Saratoga County

Summer offering helps kids keep skills

As many as 5,000 students just released from their regular school routine boarded buses this week to

As many as 5,000 students just released from their regular school routine boarded buses this week to town recreation sites, among them children with special needs who attend programs designed to bolster their academic and social skills.

A partnership with the Shenendehowa Central School District and the town recreation department offers about 150 children with disabilities a way to take part in typical summer activities such as sports, swimming and learning woodworking or how to dance. Launched eight years ago, the program was the first of its kind, and, according to organizers, was used as a model for other districts seeking to serve the special needs population in the summer.

Kathy Durivage is a teacher in the district during the academic year, but for 10 weeks while school is out, she becomes summer school principal for the Concepts and Skills in Motion program. The largest percentage of children enrolled have autism or Asberger’s Syndrome. Others have cerebral palsy, Down syndrome or physical limitations requiring the use of wheelchairs. Students of all ages take part in a wide array of all-day activities designed to enhance their academic and social skills.

“Our goal is to keep kids up to speed in the progress they made with all their hard work during the school year,” Durivage said.

To keep that flow going, there are 14 summer classrooms open at Shatekon Elementary and Shenendahowa High School East, each with one teacher and two or three aides, offering speech, occupational and physical therapy, math and reading and social skills. Two days a week during the program, in session June 30 to Aug. 8, the youths head out to many of the town recreation sites for old-fashioned summer camp activities.

“We’re always looking for ways to integrate special needs children with other children, because they all get so much from the experience,” Durivage said. “They select the classes they want to try out.
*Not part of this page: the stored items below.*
PR #3888, opened 2021-09-17
Add benchmarking for parachain runtime paras pallet

KiChjang:
Part of #3850.


runtime/parachains/src/paras/benchmarking.rs
```diff
@@ -0,0 +1,82 @@
...
+	let events = frame_system::Pallet::<T>::events();
+	let system_event: <T as frame_system::Config>::Event = generic_event.into();
+	// compare to the last event record
+	let frame_system::EventRecord { event, .. } = &events[events.len() - 1];
+	assert_eq!(event, &system_event);
+}
+
+benchmarks! {
+	force_set_current_code {
+		let c in 1024 .. 2048;
```
shawntabrizi, line 34: I think the range should be in MB not KB.

And more specifically, the top of the range should come from the MAX_CODE_SIZE constant

runtime/parachains/src/paras/benchmarking.rs
```diff
@@ -0,0 +1,82 @@
...
+		let new_code = ValidationCode(vec![0; c as usize]);
+		let para_id = ParaId::from(c as u32);
+	}: _(RawOrigin::Root, para_id, new_code)
+	verify {
+		assert_last_event::<T>(Event::CurrentCodeUpdated(para_id).into());
+	}
+	force_set_current_head {
+		let new_head = HeadData(vec![0]);
```
shawntabrizi, line 42: Should be using `MAX_HEAD_SIZE` const here

runtime/parachains/src/paras/benchmarking.rs
shawntabrizi: This benchmark is also missing complexity with the binary search and insert in: `note_past_code`

There is a vec, which probably we should start by bounding, and then filling before the benchmark is executed.

runtime/westend/src/weights/runtime_parachains_paras.rs
```diff
@@ -0,0 +1,102 @@
...
+pub struct WeightInfo<T>(PhantomData<T>);
+impl<T: frame_system::Config> runtime_parachains::paras::WeightInfo for WeightInfo<T> {
+	// Storage: Paras CurrentCodeHash (r:1 w:1)
+	// Storage: Paras CodeByHashRefs (r:1 w:1)
+	// Storage: Paras PastCodeMeta (r:1 w:1)
+	// Storage: Paras PastCodePruning (r:1 w:1)
+	// Storage: Paras PastCodeHash (r:0 w:1)
+	// Storage: Paras CodeByHash (r:0 w:1)
+	fn force_set_current_code(c: u32, ) -> Weight {
+		(0 as Weight)
```
KiChjang, line 54: Ok, I've no idea what's going on here, this weight is worsened, but `force_note_new_head` is clearly doing better.

runtime/parachains/src/paras/benchmarking.rs
```diff
@@ -29,17 +29,31 @@ fn assert_last_event<T: Config>(generic_event: <T as Config>::Event) {
...
 		let new_code = ValidationCode(vec![0; c as usize]);
 		let para_id = ParaId::from(c as u32);
+		generate_disordered_pruning::<T>();
 	}: _(RawOrigin::Root, para_id, new_code)
 	verify {
 		assert_last_event::<T>(Event::CurrentCodeUpdated(para_id).into());
 	}
 	force_set_current_head {
-		let new_head = HeadData(vec![0]);
+		let max_head_data_size = configuration::Pallet::<T>::config().max_head_data_size as usize;
```
shawntabrizi, line 55: Not sure this is going to work because this is a storage item, and can be modified on chain.

We need something like a configurable constant which also sets the upper limit for what this storage value can be.

Does that make sense?

runtime/parachains/src/paras/benchmarking.rs
```diff
@@ -0,0 +1,96 @@
...
+	let system_event: <T as frame_system::Config>::Event = generic_event.into();
+	// compare to the last event record
+	let frame_system::EventRecord { event, .. } = &events[events.len() - 1];
+	assert_eq!(event, &system_event);
+}
+
+fn generate_disordered_pruning<T: Config>() {
+	let mut needs_pruning = Vec::new();
+
+	for i in 0..1000 {
```
thiolliere, line 35: the 1000 is pretty arbirary maybe better to put it in a const with a good comment on its value, I think 1000 is fine but still better to know why.

runtime/parachains/src/paras/benchmarking.rs
```diff
@@ -0,0 +1,96 @@
...
+	}: _(RawOrigin::Root, para_id, new_head)
+	verify {
+		assert_last_event::<T>(Event::CurrentHeadUpdated(para_id).into());
+	}
+	force_schedule_code_upgrade {
+		let c in 1 .. MAX_CODE_SIZE;
+		let new_code = ValidationCode(vec![0; c as usize]);
+		let para_id = ParaId::from(c as u32);
+		let block = T::BlockNumber::from(c);
+	}: _(RawOrigin::Root, para_id, new_code, block)
```
thiolliere, line 66: this does a binary search in UpcomingUpgrades UpgradeCooldowns, and they don't seem populated, they are bounded by the number of parachain and their cost can be negligeable though.

runtime/parachains/src/paras/benchmarking.rs
```diff
@@ -0,0 +1,96 @@
...
+		let config = HostConfiguration::<T::BlockNumber>::default();
+		generate_disordered_pruning::<T>();
+		Pallet::<T>::schedule_code_upgrade(para_id, ValidationCode(vec![0]), expired, &config);
+	}: _(RawOrigin::Root, para_id, new_head)
+	verify {
+		assert_last_event::<T>(Event::NewHeadNoted(para_id).into());
+	}
+	force_queue_action {
+		let para_id = ParaId::from(1000);
+	}: _(RawOrigin::Root, para_id)
```
thiolliere, line 85: Note: this do a binary search in ActionsQueue, which is not populated in this benchmark.

thiolliere (commented):
some benchmark seems not completly accurate, maybe it is negligible or it should be addressed.

runtime/parachains/src/paras/benchmarking.rs
KiChjang: I should probably make it 1024 since the time complexity for a binary search is O(log(2, n)).

runtime/parachains/src/paras/benchmarking.rs
```diff
@@ -0,0 +1,133 @@
...
+use super::*;
+use crate::{configuration::HostConfiguration, shared};
+use frame_benchmarking::{benchmarks, impl_benchmark_test_suite};
+use frame_system::RawOrigin;
+use primitives::v1::{HeadData, Id as ParaId, ValidationCode, MAX_CODE_SIZE, MAX_HEAD_DATA_SIZE};
+use sp_runtime::traits::{One, Saturating};
+
+// 2 ^ 10, because binary search time complexity is O(log(2, n)) and n = 1024 gives us a
+// big and round number.
+const SAMPLE_SIZE: u32 = 1024;
```
thiolliere, line 26: maybe we should say that due to the limited number of parachains, the number of pruning, upcoming upgrades and cooldowns shouldn't exceed this number ?

runtime/westend/src/weights/runtime_parachains_paras.rs
thiolliere: I think it is fine, if the length of code is 0 it shouldn't cost that much more than the storage read and writes I think no ?

thiolliere (approved):
this nit: https://github.com/paritytech/polkadot/pull/3888/files#r712791711

But looks good to me

shawntabrizi (approved):

KiChjang:
bot merge

primitives/src/v1/mod.rs
```diff
@@ -237,6 +237,13 @@ pub const ASSIGNMENT_KEY_TYPE_ID: KeyTypeId = KeyTypeId(*b"asgn");
 /// * when detecting a code decompression bomb in the client
 pub const MAX_CODE_SIZE: u32 = 3 * 1024 * 1024;
 
+/// Maximum head data size we support right now.
+///
+/// Used for:
+/// * initial genesis for the Parachains configuration
+/// * checking updates to this stored runtime configuration do not exceed this limit
+pub const MAX_HEAD_DATA_SIZE: u32 = 1 * 1024 * 1024;
```
emostov, line 245: How was this value chosen?

KiChjang: From places like this: https://github.com/paritytech/polkadot/blob/e9c4bc1eb1908829322337def9bbe9f7d5c4beba/runtime/common/src/integration_tests.rs#L241

runtime/parachains/src/paras/benchmarking.rs
```diff
@@ -0,0 +1,135 @@
...
+		let config = HostConfiguration::<T::BlockNumber>::default();
+		generate_disordered_pruning::<T>();
+		Pallet::<T>::schedule_code_upgrade(para_id, ValidationCode(vec![0]), expired, &config);
+	}: _(RawOrigin::Root, para_id, new_head)
+	verify {
+		assert_last_event::<T>(Event::NewHeadNoted(para_id).into());
+	}
+	force_queue_action {
+		let para_id = ParaId::from(1000);
+		generate_disordered_actions_queue::<T>();
```
emostov, line 123: `generate_disordered_actions_queue` fills up the actions queue with para id 1000, meaning a binary search for `1000` would be O(1) right? Would it be better to fill up the actions queue with anything but the id we are adding so we have to do a full binary search?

They’re interested in everything from cooking to rocket-science workshops.”

Mike Smith, director of student services for the district said another benefit from the town and district partnership is bringing together staff members who represent different schools of thought.

“We’ve developed a very good working relationship with the town, and one of the best parts is the interaction between the young, enthusiastic camp counselors and our more seasoned teachers,” Smith said. “It’s an interesting dynamic that constantly evolves and personalizes the program each summer.”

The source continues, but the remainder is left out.